PR #77, opened 2015-02-05
Fix #64...

### LINKED ISSUE #64: Crash when server is not reachable
If the URL of the target document is not reachable, echidna crashes instead of indicating failure to retrieve.

astorije:
... More or less. #64 was actually fixed by 6b7d231 but it was not its purpose. This PR makes it clearer in terms of message and provides a couple of additional tests.

### DIFF
--- a/lib/document-downloader.js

----

[TASK DESCRIPTION]: Copy exactly the lines that run from the one containing "### LINKED ISSUE" to the last line of the listing, both included, and nothing more.

[FINISHED EXERCISE]:
### LINKED ISSUE #64: Crash when server is not reachable
If the URL of the target document is not reachable, echidna crashes instead of indicating failure to retrieve.

astorije:
... More or less. #64 was actually fixed by 6b7d231 but it was not its purpose. This PR makes it clearer in terms of message and provides a couple of additional tests.

### DIFF
--- a/lib/document-downloader.js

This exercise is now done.